= Leonard Marsak =

American scholar

Leonard Marsak (1924–2013) was a scholar of modern European history, especially intellectual history.

==Biography==
After military service during World War II, Marsak earned his B.S. in Literature at Cornell University in 1948, (and studied for a semester at the University of Paris in the Spring of 1947).

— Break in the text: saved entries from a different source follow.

PR #4545, opened 2016-09-22
[BUGFIX beta] Make `Model#data` a plain getter.

rwjblue:
In Ember 2.9, using an `Ember.computed.alias` or `Ember.computed.readOnly` automatically adds mandatory setter's getter/setter to the properties being watched, and defers reading the current value to the objects own meta.

This avoids creating an watcher for `_internalModel` and therefore prevents an error that ocurrs when we attempt to read from `meta` after the object has been destroyed.


bmac:
Thanks @rwjblue!

PR #4547, opened 2016-09-22
[BUGFIX beta] Correctly serialize invalid dates

TylerHansen:
Invalid Date objects - such as `new Date("foo")` - are Date objects that
throw a `RangeError` when calling `date.toISOString()`. These are now
serialized like all other garbage-in inputs.


bmac:
Looks good to me. 👍

bmac:
Thank you @TylerHansen.

PR #4553, opened 2016-09-26
[DOCS] Fix store.unloadAll modelName param type

knownasilya:
Remove extra character


knownasilya:
YUI Docs print warnings, maybe those could be made to return a non-zero response in travis.

bmac:
Thanks @knownasilya.

PR #4558, opened 2016-09-28
[BUGFIX beta] Inverse null relationships should throw if model doesn't exist

canufeel:
`2.6.0` [Introduced](https://github.com/asakusuma/data/blob/ced181ff68f87eecd149c6d15b1f8b6887f17142/addon/-private/system/relationships/state/create.js#L16) a bug such that for `{ inverse: null }` relationships the relationship target is not checked at model creation time. However without `{ inverse: null }` we would get an error when trying to create a model with relationship to another model that doesn't exist. This PR tries to bring in consistent behaviour for such cases - perform a check for model type during model creation and throw an error if the model is not present in the store.


fivetanley:
I believe the laziness of the relationship lookup was done for perf. @asakusuma @krisselden can you review + provide some context?

canufeel:
The simplest example of inconsistency would be unit test for model:

my-model.js
```
export default Model.extend({
  rel: belongsTo('model-that-doesnt-exist')
});
```

my-model-test.js
```
moduleForModel('my-model', 'Unit | Model | my model', {
  unit: true
});

test('it exists', function(assert) {
  var model = this.subject();
  assert.ok(!!model);
});
```

The test above would fail for 2 reasons:
1. We haven't defined `model-that-doesnt-exist`
2. We haven't specified it in a `needs` for the unit test.

However changing the model code to:
```
export default Model.extend({
  rel: belongsTo('model-that-doesnt-exist', {inverse: null})
});
```
would result in a passing test for versions above `2.6.0`. The test would still fail in `ember-data` versions less then `2.6.0`.

In my opinion this should be either fixed or documented properly from testing point of view.

runspired:
I feel as though this code path should just be wrapped in a strippable dev mode only block and always run even when it should be lazy.

addon/-private/system/relationships/state/create.js
```diff
@@ -15,6 +15,8 @@ function createRelationshipFor(record, relationshipMeta, store) {
   let inverse = null;
   if (shouldFindInverse(relationshipMeta)) {
     inverse = record.type.inverseFor(relationshipMeta.key, store);
+  } else {
+    record.type.typeForRelationship(relationshipMeta.key, store);
```
runspired: I think the correct code here to ensure we throw when the inverse is an undefined model is:

```
import { runInDebug } from 'ember-data/-private/system/debug';

...

runInDebug(() => {
  // for perf reasons, this should be lazy, but for explicit `inverse: null;` situations
  // we need to run the lookup to throw the assert if it were improperly defined (e.g. the related model is not defined).
  record.type.typeForRelationship(relationshipMeta.key, store);
});
```

runspired: alternatively, a strippable check should be added at this location: https://github.com/emberjs/data/blob/master/addon/-private/system/relationships/ext.js#L242

runspired:
The laziness of the lookup was indeed done for perf, however I'm fairly certain we are still defeating that. I have a few commits coming that include test coverage to ensure the laziness is not defeated, and will fix it if that turns out to be the case.  Would love to work on resolving this PR along with that.

PR #4560, opened 2016-09-29
[BUGFIX beta] Ensure record array length is reset during willDestroy.

rwjblue:
In Ember 2.10+ objects that are in the middle of being destroyed no longer notify property changes on itself (or other destroying objects) to avoid wasted work.  This means that `set(this, 'content', undefined)` isn't enough to ensure that `Enumerable` mixin will `notifyPropertyChange(this, 'length')` (since its observers are not fired).

This change also sets `length` during cleanup so it properly resets to `0`.

This fixes the build against latest ember#canary.


igorT:
Seems scary, but hard to observe the problem, not sure how that test came about

PR #4562, opened 2016-09-29
[PERF] make internal model lazier

runspired:
Branches off of heimdall-instrumentation, so that should be merged fist ;)

### DIFF
--- a/addon/-private/system/model/internal-model.js
+++ b/addon/-private/system/model/internal-model.js
@@ -16,11 +16,33 @@ import {
   HasManyReference
 } from "ember-data/-private/system/references";
 
-var Promise = Ember.RSVP.Promise;
-var get = Ember.get;
-var set = Ember.set;
-var copy = Ember.copy;
-var assign = Ember.assign || Ember.merge;
+const {
+  get,
+  set,
+  copy,
+  Error: EmberError,
+  inspect,
+  isEmpty,
+  isEqual,
+  run: emberRun,
+  setOwner,
+  RSVP,
+  RSVP: { Promise }
+} = Ember;
+
+const assign = Ember.assign || Ember.merge;
+
+/*
+  The TransitionChainMap caches the `state.enters`, `state.setups`, and final state reached
+  when transitioning from one state to another, so that future transitions can replay the
+  transition without needing to walk the state tree, collect these hook calls and determine
+   the state to transition into.
+
+   A future optimization would be to build a single chained method out of the collected enters
+   and setups. It may also be faster to do a two level cache (from: { to }) instead of caching based
+   on a key that adds the two together.
+ */
+const TransitionChainMap = new EmptyObject();
 
 var _extractPivotNameCache = new EmptyObject();
 var _splitOnDotCache = new EmptyObject();
@@ -35,12 +57,6 @@ function extractPivotName(name) {
   return _extractPivotNameCache[name] || (
     _extractPivotNameCache[name] = splitOnDot(name)[0]
   );
-}
-
-function retrieveFromCurrentState(key) {
-  return function() {
-    return get(this.currentState, key);
-  };
 }
 
 // this (and all heimdall instrumentation) will be stripped by a babel transform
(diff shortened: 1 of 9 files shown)


fivetanley:
so excited :pray:

we'll have to make sure we don't break @bookingsync's and others' addons.

runspired:
@fivetanley this provides identical private API's to what was present before, they are just lazy, with one notable exception. I've removed the use of `get` and `set` for `currentState`. It was being used inconsistently, half the places used dot notation, half used get/set. Looking into the code paths it appears there isn't a strong case for it needing to be `get/set` based, and obvs with it being inconsistent before if it did "need to be" it would have been broken.

fivetanley:
yeah i am not really concerned about the api changing here, just a last step before merging to run it against addons that use `internalModel` heavily.

runspired:
Also note, the tests on this pass locally but I need to rebase off master for them to pass here, If we could merge heimdall today I've got a follow up PR after this one that's also fun :)

runspired:
@igor rebase complete

addon/-private/system/model/internal-model.js
```diff
@@ -851,26 +946,26 @@ InternalModel.prototype = {
...
       }
     }
 
     return changedKeys;
-  },
+  }
 
   toString() {
     if (this.record) {
       return this.record.toString();
```
stefanpenner: this branch seems un-needed

addon/-private/system/model/states.js
```diff
@@ -584,6 +584,7 @@ var RootState = {
       },
 
       didCommit(internalModel) {
+        // TODO @runspired lastDirtyType doesn't seem to be a real thing
         internalModel.send('invokeLifecycleCallbacks', get(internalModel, 'lastDirtyType'));
```
stefanpenner: ^ todo + get, if its not used then this line may be a candidate for removal

addon/-private/system/model/internal-model.js
```diff
@@ -574,37 +570,49 @@ export default class InternalModel {
...
       state = state.parentState;
-    } while (!state.hasOwnProperty(pivotName));
+    } while (!state[pivotName]);
+
+    let setups;
+    let enters;
+    let i;
+    let l;
+
+    if (TransitionChainMap[transitionMapId]) {
```
stefanpenner: maybe `let map = TransitionChainMap[transitionMapId]` then reference map everywhere

addon/-private/system/model/states.js
```diff
@@ -241,7 +244,7 @@ var DirtyState = {
 
     //TODO(Igor) reloading now triggers a
     //loadingData event, though it seems fine?
-    loadingData: Ember.K,
+    loadingData: K,
```
stefanpenner: lets just do `loadingData() { }` rather then the single shared function of `K`

addon/-private/system/model/states.js
```diff
@@ -4,7 +4,10 @@
 import Ember from 'ember';
 import { assert } from "ember-data/-private/debug";
 
-var get = Ember.get;
+const {
+  K
```
stefanpenner: lets not use `K` regular concise functions are likely fine.

runspired:
Eyeballing the production build benchmarks (no filtering of outliers but I am looking at a box plot), we moved from roughly 35ms spent in `store.push` for 238 records of a single type to a bit less than 28ms.

tchak:
LGTM 👍

addon/-private/system/model/internal-model.js
```diff
@@ -16,11 +16,22 @@ import {
...
+  isEmpty,
+  isEqual,
+  run: emberRun,
+  RSVP,
+  RSVP: { Promise }
+} = Ember;
+
+const assign = Ember.assign || Ember.merge;
+const setOwner = Ember.setOwner;
+const TransitionChainMap = new EmptyObject();
```
igorT: Can you put a comment here or in the method as to how the transitionchain map works

addon/-private/system/model/model.js
```diff
@@ -305,6 +308,7 @@ var Model = Ember.Object.extend(Ember.Evented, {
     @private
     @type {Object}
   */
+  currentState: null,
```
stefanpenner: should we define this on the prototype

addon/-private/system/model/states.js
```diff
@@ -430,7 +433,7 @@ createdState.uncommitted.pushedData = function(internalModel) {
   internalModel.triggerLater('didLoad');
 };
 
-createdState.uncommitted.propertyWasReset = Ember.K;
+createdState.uncommitted.propertyWasReset = K;
```
stefanpenner: `= function() { } `

runspired:
@igorT Travis is passing after making the changes from @stefanpenner's last review.

Issue #4561, opened 2016-09-29
RestAdapter is not detecting XHR interrupted  by refresh as an abort


bryanhickerson:
For several months, we have been hitting `Ember Data 0 Payload Empty Content-Type` errors on our production server (Related: http://stackoverflow.com/questions/38983556/ember-data-0-payload-empty-content-type). I can reproduce the error by using Chrome Dev Tools Network throttling and hitting refresh in the middle of an Ember Data related XHR. 

Since this is an abort, I was curious why we were getting this error instead of the abort error seen here: https://github.com/emberjs/data/blob/16cf35db2aa0ddbe28c043570ef6d725139b0c47/addon/adapters/rest.js#L1433. So I logged the `textStatus` while triggering the error and found out that the textStatus was `error` instead of `abort`. 

```
if (responseData.textStatus === 'abort' || jqXHR.status === 0) {
   error = new AbortError();
}
```

Seemingly, if the adapter did the above, this would flag the error correctly. I'm open to writing the PR if this seems like the right approach.

bmac:
I believe this is fixed by your pr in https://github.com/emberjs/data/pull/4567. I've just published the v2.9.0-beta.4 release which includes that fix. Feel free to reopen if its still an issue.

PR #4567, opened 2016-10-03
[bugfix beta] Treat status code 0 as an abort

bryanhickerson:
This PR resolves issue #4561. An abort by a user's browser has `textStatus === error`, which results in  a confusing Ember Data Payload error. This PR checks for status code 0, and returns an AbortError if that is the case.


fivetanley:
@bryanhickerson this looks great to me!

Can you run:

`git commit --amend -m '[bugfix beta] Treat status code 0 as an abort'` and re-push, so we can pull it in for the next release?

bryanhickerson:
Done. Thanks for the quick response!

PR #4574, opened 2016-10-12
Move heimdalljs to dependencies

hjdivad:
heimdalljs is actually a dev dependency, but `npm install` will fail to install
the nested (non-dev) dependencies, eg for broccoli-funnel, due to
https://github.com/npm/npm/issues/13974


hjdivad:
cc @bmac @stefanpenner

hjdivad:
npm bug https://github.com/npm/npm/issues/13974

stefanpenner:
thanks dude!

cyril-sf:
@hjdivad which approach did you take to figure out the package you needed to update?

hjdivad:
@cyril-sf `npm install` from clean, then `npm ls` and npm will report that some dependencies are not met.  `npm install` again and now those dependencies are met.

Those dependencies were the ones causing problems for us.

PR #4580, opened 2016-10-17
Fixing the import for inflector so that it imports the right function

msranade:
We came across this scenario when `define.amd` is true, `singularize` and `pluralize` functions are not available and it breaks the app because of this. The check-in fixes that issue. 

Here is how compiled code looks before the fix:

```
define("ember-inflector/index", ["exports", "ember", "ember-inflector/lib/system", "ember-inflector/lib/ext/string"], function (exports, _ember, _emberInflectorLibSystem, _emberInflectorLibExtString) {
  /* global define, module */

  "use strict";

  _emberInflectorLibSystem.Inflector.defaultRules = _emberInflectorLibSystem.defaultRules;
  _ember["default"].Inflector = _emberInflectorLibSystem.Inflector;

  _ember["default"].String.pluralize = _emberInflectorLibSystem.pluralize;
  _ember["default"].String.singularize = _emberInflectorLibSystem.singularize;exports["default"] = _emberInflectorLibSystem.Inflector;
  exports.pluralize = _emberInflectorLibSystem.pluralize;
  exports.singularize = _emberInflectorLibSystem.singularize;
  exports.defaultRules = _emberInflectorLibSystem.defaultRules;

  if (typeof define !== 'undefined' && define.amd) {
    define('ember-inflector', ['exports'], function (__exports__) {
      __exports__['default'] = _emberInflectorLibSystem.Inflector;
      return _emberInflectorLibSystem.Inflector;
    });
  } else if (typeof module !== 'undefined' && module['exports']) {
    module['exports'] = _emberInflectorLibSystem.Inflector;
  }
});
```

### DIFF
--- a/addon/-private/system/relationship-meta.js
+++ b/addon/-private/system/relationship-meta.js
@@ -1,4 +1,4 @@
-import {singularize} from 'ember-inflector';
+import {singularize} from 'ember-inflector/index';
 import normalizeModelName from 'ember-data/-private/system/normalize-model-name';
 
 export function typeForRelationshipMeta(meta) {


msranade:
Does this pull request need more information for it to be considered?  Just wanted to get a status on this.

bmac:
Hi @msranade. A little more info on how to reproduce the scenario where the `singularize` and `pluralize` functions are not available would be great.

msranade:
Hi @bmac, Thanks for the response. We have a rendering mode for Ember applications which works similar to [Facebook's Bigpipe](https://www.facebook.com/notes/facebook-engineering/bigpipe-pipelining-web-pages-for-high-performance/389414033919/) mode. In this mode, we load the Ember app in Node.js environment and make API calls (server to server) while the app is booting up in the browser. As we get responses from the API, we stream them back to the browser so that response is readily available as soon as the app is booted. In this scenario, in Node.js environment, we have a value of `define.amd` as true. In this scenario, app breaks because it complains that `singularize` and `pluralize` functions are not available. @kratiahuja and I faced this issue together. @kratiahuja please add more details if I am missing something.

rwjblue:
Just like in node, `foo-bar/index` is a fallback for `foo-bar`.  You can see that [here in loader.js](https://github.com/ember-cli/loader.js/blob/master/lib/loader/loader.js#L224).

I do not think we should change this to explicitly use `/index` (as that breaks the abstraction that `ember-inflector` can move where these come from).

rwjblue:
@msranade - Are you using a different loader? Does that loader support the node style fallback behavior?

kratiahuja:
@rwjblue we do not use a different loader but loader.js in the sandbox, however we have `define.amd = true` in our current sandbox (which is there for historical reasons that simple-dom used to publish a version with this check). Due to this being there and inflector generating a different output when this flag is set to true. I think inflector itself will break when any other loader is used or when loader.js starts supporting `define.amd=true`. 

This is what inflector is doing: https://github.com/stefanpenner/ember-inflector/blob/master/addon/index.js#L27 when define.amd is set to true. So you don't have singularize/pluralize etc.

rwjblue:
Awesome! That is the bug we should be fixing! 😸

rwjblue:
https://github.com/stefanpenner/ember-inflector/pull/112

rwjblue:
The upstream PR has landed, just needs a release now...

PR #5183, opened 2017-09-18
[DOCS release] Add missing "relationship" field to RESTAdapter.findBelongsTo docs

gabrielgrant:


gabrielgrant:
It's not clear to me why AppVeyor is failing (looking through the long seems to only show passing tests). Is there something I can do to fix that?

bmac:
Thanks @gabrielgrant.

PR #5185, opened 2017-09-21
support multiple adapters in belongsTo and hasMany

larsklevan:
Currently the adapter to use for loading records in a belongsTo or hasMany is determined by the model that has the association. This makes it so that if you have different adapters for the two models the wrong one is used to load the associated models, resulting in incorrect headers, etc.

For example if I have an `Author` configured to use `RESTAdapter` with a hasMany for `Book` that uses `JSONAPIAdapter` you will get the `JSONAPIAdapter` if you do `store.findRecord('book', 1)` but the `RESTAdapter` if you do `author.get('books')`. In this case the result is that when calling `findRecord` you get the expected `Accept` header of `application/vnd.api+json` where when you use the `hasMany` you get `application/json` instead.

[Ember Twiddle](https://ember-twiddle.com/4b4d6f29d238fb611be705b02b85c90d?openFiles=templates.application.hbs%2C)

### DIFF
--- a/addon/-private/system/store.js
+++ b/addon/-private/system/store.js
@@ -1184,7 +1184,7 @@ Store = Service.extend({
     @return {Promise} promise
   */
   findHasMany(internalModel, link, relationship) {
-    let adapter = this.adapterFor(internalModel.modelName);
+    let adapter = this.adapterFor(relationship.type);
 
     assert(`You tried to load a hasMany relationship but you have no adapter (for ${internalModel.modelName})`, adapter);
     assert(`You tried to load a hasMany relationship from a specified 'link' in the original payload but your adapter does not implement 'findHasMany'`, typeof adapter.findHasMany === 'function');
@@ -1201,7 +1201,7 @@ Store = Service.extend({
     @return {Promise} promise
   */
   findBelongsTo(internalModel, link, relationship) {
-    let adapter = this.adapterFor(internalModel.modelName);
+    let adapter = this.adapterFor(relationship.type);
 
     assert(`You tried to load a belongsTo relationship but you have no adapter (for ${internalModel.modelName})`, adapter);
     assert(`You tried to load a belongsTo relationship from a specified 'link' in the original payload but your adapter does not implement 'findBelongsTo'`, typeof adapter.findBelongsTo === 'function');
--- a/tests/unit/store/finders-test.js
+++ b/tests/unit/store/finders-test.js
@@ -97,7 +97,7 @@ test('findHasMany does not load a serializer until the adapter promise resolves'
 
   let deferedFind = defer();
 
-  this.env.registry.register('adapter:person', DS.Adapter.extend({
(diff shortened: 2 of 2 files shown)


larsklevan:
Any feedback or questions on this?

pangratz:
Hey @larsklevan,

thanks for your first contribution and many thanks for your patience! I finally had the time to take a look at this PR, so here's my feedback.

---

_DISCLAIMER_

Sorry, I was kind of in the mood for a more detailed answer. TL;DR; is a suggestion for an alternative implementation, which is backwards compatible and brings in the new functionality via an addon.

---

So the use case you're having is a valid one, and IMHO there should be support for this out of the box. Just a little bit of explanation on why the adapter of the record of relationship (and not the adapter for the type of relationship) is used at the moment: the idea behind it is that the adapter for the record knows best how to fetch the relationship. But since people are stumbling over a different use case, it's definitely time to improve this.

At the moment your suggestions are technically a breaking change, since from now on a potentially different adapter could be used; but we need to support backwards compatibility. Also, if a new public facing feature is added to ember data, it should go through the [RFC process](https://github.com/emberjs/rfcs), so the community can weigh in with suggestions and alternative perspectives.

The issue is that the RFC process can take a bit of time until everything is settled and agreed on. Until such an RFC is accepted, we can do something still. What do you think of refactoring this so only internal hooks are added. By this we don't expose new public API (no hence no RFC needed (for now)) and guarantee backwards compatibility. Then we could create an addon which exposes a possible new public API and makes the feature available by a simple `ember install ember-data-adapter-find-relationship-hooks`.

So, here's the plan:

### interim solution with internal only hooks

```js
// ember-datas/addon/-private/system/store.js

export default Service.extend({

  findHasMany(internalModel, link, relationship) {
    let adapter this._adapterForFindHasMany(...arguments);
    ...
  },

  _adapterForFindHasMany(internalModel, link, relationship) {
    return this.adapterFor(internalModel.modelName);
  },

  ...

});
```

### Addon

Offers a more public API

```js
// ember-data-adapter-find-relationship-hooks/index.js

export default Mixin.create({

  _adapterForFindHasMany(internalModel, link, relationship) {
    if (this.adapterForFindHasMany) {
      let record = internalModel._record;
      return this.adapterForFindHasMany(record, link, relationship);
    },

  },

});
```

which can be used in an app via

```js
// app/services/store.js
import Store from "ember-data/store";
import AdapterFindRelationshipHooks from "ember-data-adapter-find-relationship-hooks";

export default Store.extend(AdapterFindRelationshipHooks);
```

### RFC

Once the above 2 are done, the RFC only suggests to merge `ember-data-adapter-find-relationship-hooks` into core and deprecate the addon. If it is approved: great. If not: hey, we have a solution which can be used easily.

---

What do you think? Still motivated to help out?

Thanks again,
have a good one!

larsklevan:
@pangratz thanks for the feedback! I'll take a shot at it.

PR #5187, opened 2017-09-23
Use let->var

### LINKED ISSUE #5186: FastBoot tests breaking on ember-data canary
Seems like this [PR](https://github.com/emberjs/data/pull/5114) introduces usage of `let` which is only allowed in strict mode: https://travis-ci.org/ember-fastboot/ember-cli-fastboot/jobs/279033050 . This is breaking fastboot. 

cc: @runspired

kratiahuja:
Fixes #5186 

Is there any reason why ember-data is running tests against Node 7 only? If we run on Node 4, this issue would have been caught. Should I go ahead and update travis?

cc: @runspired @stefanpenner

### DIFF
--- a/lib/transforms/babel-plugin-remove-imports.js
+++ b/lib/transforms/babel-plugin-remove-imports.js
@@ -1,3 +1,5 @@
+'use strict';
+
 function PluginRemoveFilteredImports() {
   var importDeclarationsToRemove;
   var filteredImports;


rwjblue:
Since we already require Node 4, I think the better solution here would be to add `'use strict';` to the top of the file.

kratiahuja:
@rwjblue just switched to `'use strict';` . Totally forgot to do that!

kellyselden:
Duplicate of #5176.

kratiahuja:
Sorry didn't realize there was an open PR. I'll go ahead and close this.

PR #5199, opened 2017-10-03
Support for multiple records on top of same data

dnachev:
Right now, Ember Data has one-to-one mapping between an InternalModel and the actual `DS.Model`, which the application uses. There are two use cases, where this has is a drawback:
- GraphQL fragments and any other technology, which allows projection over the data
- The `ember-data-model-fragments`, which uses `_fragments` property to store the extra models, which have been created for a given internal model

If we refactor InternalModel to support multiple records than these use cases can use semi-public API to build upon instead of monkey patching Ember Data.

I'm looking for any comments on the feasibility of this refactor and whether it is something, we would like to have in Ember Data.

Note: The PR is not complete as there are:
- [ ] more tests to be written
- [ ] figure out what to do with the triggers
- [ ] fix the firing of `unloadRecord`
- [ ] put it behind a feature flag

### DIFF
--- a/addon/-private/system/internal-model-map.js
+++ b/addon/-private/system/internal-model-map.js
@@ -103,7 +103,7 @@ export default class InternalModelMap {
 
     for (let i = 0; i < models.length; i++) {
       let model = models[i];
-      model.unloadRecord();
+      model.unloadRecords();
     }
 
     this._metadata = null;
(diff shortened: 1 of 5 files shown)


locks:
This sounds like it needs an RFC, @dnachev?

dnachev:
Closing this PR in favor of implementing a solution in an external addon.

PR #5206, opened 2017-10-04
[BUGFIX beta] Fix broccoli-babel-transpiler cache warnings

xomaczar:
Latest ember-data@2.16 was still having "opting out of cache" warnings.
cc @rwjblue


bmac:
Thanks @xomaczar.

bmac:
Released as Ember Data 2.16.1.

PR #5213, opened 2017-10-06
[BUGFIX beta] proxy `meta` on PromiseArray

### LINKED ISSUE #5129: Meta data not proxied
If I create a normal promise proxy object, `{{myPromiseProxyObject.meta.foo}}` will proxy it's `content` value. But with an ED record array this doesn't work. The corresponding value in `content.meta` is present however.. leading me to expect this to work.

https://ember-twiddle.com/0396aa4bca83a7011625826f8143674b?openFiles=templates.application.hbs%2C

Noticed because my pagination computed properties were not re-computing when meta data was clearly changing.

pangratz:
This closes #5129.

I am unsure if this is the correct way to fix this or if something else is fishy...

Maybe it's because of this 🤔:

https://github.com/emberjs/data/blob/5fceead8acb53723bdf38daabad00aff093f390a/addon/-private/system/record-arrays/adapter-populated-record-array.js#L51-L52

### DIFF
--- a/addon/-private/system/promise-proxies.js
+++ b/addon/-private/system/promise-proxies.js
@@ -2,6 +2,7 @@ import Ember from 'ember';
 import { assert } from '@ember/debug';
 
 const { get , RSVP: { Promise }} = Ember;
+const { computed: { reads } } = Ember;
 
 /**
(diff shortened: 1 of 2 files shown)


bmac:
Thanks @pangratz.

Issue #5207, opened 2017-10-05
RecordReference & BelongsToReference value() is inconsistent


xomaczar:
If the record does not exist in the store, we get the following:
```
let recordReference = this.store.getReference('book', '1');
recordReference.value() === undefined
```
while belongsToReference
```
let author = this.store.peekRecord('author', 1);
author.belongsTo('book').value() === null
```
The docs treat these too cases the same

pangratz:
Good catch! This seems like a bug since the documentation mentions it should return `null`:

https://github.com/emberjs/data/blob/5fceead8acb53723bdf38daabad00aff093f390a/addon/-private/system/store.js#L981-L984

Wanna submit a bugfix PR?

xomaczar:
Sure - so null everywhere?

pangratz:
Yes. Have you found other `undefined` values for `value()`?

PR #5218, opened 2017-10-10
Update assert against nulls

pangratz:
Does this make sense? Basically this is to prevent us from future :trollface:ing like reported in #5207. I am unsure if this is a good idea or if we should update the tests to use `assert.ok` / `assert.notOk` instead 🤔 . Basically just did a search and replace...

### DIFF
--- a/tests/integration/store/query-test.js
+++ b/tests/integration/store/query-test.js
@@ -39,7 +39,7 @@ test("meta is proxied correctly on the PromiseArray", function(assert) {
     result = store.query('person', {});
   });
 
-  assert.equal(result.get('meta.foo'), undefined);
+  assert.notOk(result.get('meta.foo'), 'precond: meta is not yet set');
 
   run(function() {
     defered.resolve({ data: [], meta: { foo: 'bar' } });
--- a/tests/integration/adapter/json-api-adapter-test.js
+++ b/tests/integration/adapter/json-api-adapter-test.js
@@ -968,7 +968,7 @@ test('fetching a belongsTo relationship link that returns null', function(assert
       return post.get('author');
     }).then(author => {
       assert.equal(passedUrl[1], 'http://example.com/post/1/author');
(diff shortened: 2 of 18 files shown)


rwjblue:
```
950) [PhantomJS 2.1] integration/store/query: meta is proxied correctly on the PromiseArray
```

^ is failing the build on Ember 1.13 and 2.4 (but passes on 2.8+).

pangratz:
Good catch @rwjblue! Seems like this is failing since #5213. Any quick idea on what's wrong with that PR and earlier Ember versions?

pangratz:
I can't reproduce locally via `ember try:one ember-1-13 --- ember test` 😔

bmac:
https://github.com/emberjs/data/pull/5213 looked green on travis when I merged it...

tests/integration/store/query-test.js
```diff
@@ -39,7 +39,7 @@ test("meta is proxied correctly on the PromiseArray", function(assert) {
     result = store.query('person', {});
   });
 
-  assert.equal(result.get('meta.foo'), undefined);
+  assert.strictEqual(result.get('meta.foo'), undefined);
```
bmac: @pangratz I spent some time digging into this and couldn't figure out while its failing. I blame phantom weirdness. Lets leave this as `assert.equal` so the tests pass since the fact that this returns undefined is Ember behavior and not Ember Data.

bmac: Correction, I was just able to reproduce it. Turns out in Ember 1.13 `Ember.get({foo: null}, 'foo.bar')` returns `null` but in Ember 2.0 `Ember.get({foo: null}, 'foo.bar')` returns `undefined`.

pangratz: Uff, thanks for tracking that one down!

I've updated this assertion to be `assert.notOk`.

He became the first Jewish graduate student in History at Cornell University and earned his M.A. in History at Cornell in 1949.
While writing his dissertation under the direction of Henry Guerlac at Cornell, Marsak accepted a position as Instructor of History and the Humanities at Reed College in Portland, Oregon in 1953. While teaching at Reed College in 1954, Marsak was questioned before the House Un-American Activities Committee, where he respectfully declined to answer on the grounds of the 1st and 5th Amendments of the United States Constitution.
While having some trouble finding another position, Marsak finished his Ph.D. in History at Cornell University in 1957, with a dissertation on the French philosopher Bernard le Bovier de Fontenelle. He was eventually hired in 1960 by the History Department at Rice University, where he taught for some years before being hired as an Associate Professor in the History Department at the University of California, Santa Barbara in 1965, where he joined Joachim Remak and C. Warren Hollister in building a strong European history program.
Professor Marsak published widely on Modern European Intellectual History in books, articles, and reviews. His article “Cartesianism in Fontenelle and French Science, 1686-1752,” (published in the journal Isis in 1959) established his reputation as a scholar of the history of science. He followed this with Bernard de Fontenelle: The Idea of Science in the French Enlightenment in 1959 (a revision of his doctoral dissertation). Although he continued to publish scholarly articles and reviews, Marsak reached his widest audience with a series of edited works with major publishers over the next several years, including: French Philosophers: From Descartes to Sartre (New York: Meridian, 1961); The Rise of Science in Relation to Society (New York: Macmillan, 1964); The Achievement of Bernard le Bovier de Fontenelle (New York: Johnson Reprint, 1970); The Enlightenment (New York: John Wiley and Sons, 1972); and The Nature of Historical Inquiry (New York: Holt, Rinehart, and Winston, 1970).
Marsak was a popular and reflective classroom instructor.

==Personal==
He and his wife Ann Marsak (a scholar in her own right, as well as an environmental activist) also collected extensively in Asian Art. Leonard Marsak retired from the University of California, Santa Barbara and was granted emeritus status in 1986.
Professor Marsak died on February 4, 2013. His sons are Nathan Marsak, the architectural and cultural historian, and Carl Marsak, a leading expert on the enneagram.

==Selected publications==
- Leonard Marsak, “Cartesianism in Fontenelle and French Science, 1686-1752,” Isis 50 (1959): 51-60.
- Leonard Marsak, Bernard de Fontenelle: The Idea of Science in the French Enlightenment (Philadelphia: Transactions of the American Philosophical Society, 1959).
- Leonard Marsak, ed., French Philosophers: From Descartes to Sartre (New York: Meridian, 1961).
- Leonard Marsak, ed., The Rise of Science in Relation to Society (New York: Macmillan, 1964).
- Leonard Marsak, “Science and the Public Mind: Some Early Popularizers of Science,” Cahiers d'historie mondiale 10 (1967): 512-18.
- Leonard Marsak, “The Idea of Reason in Seventeenth-Century France," Cahiers d'Histoire Mondiale 11 (1969): 407-416.
- Leonard Marsak, ed. and trans., The Achievement of Bernard le Bovier de Fontenelle (New York: Johnson Reprint, 1970).
- Leonard Marsak, ed., The Nature of Historical Inquiry (New York: Holt, Rinehart, and Winston: 1970).
- Leonard Marsak, ed., The Enlightenment (New York: John Wiley and Sons, 1972).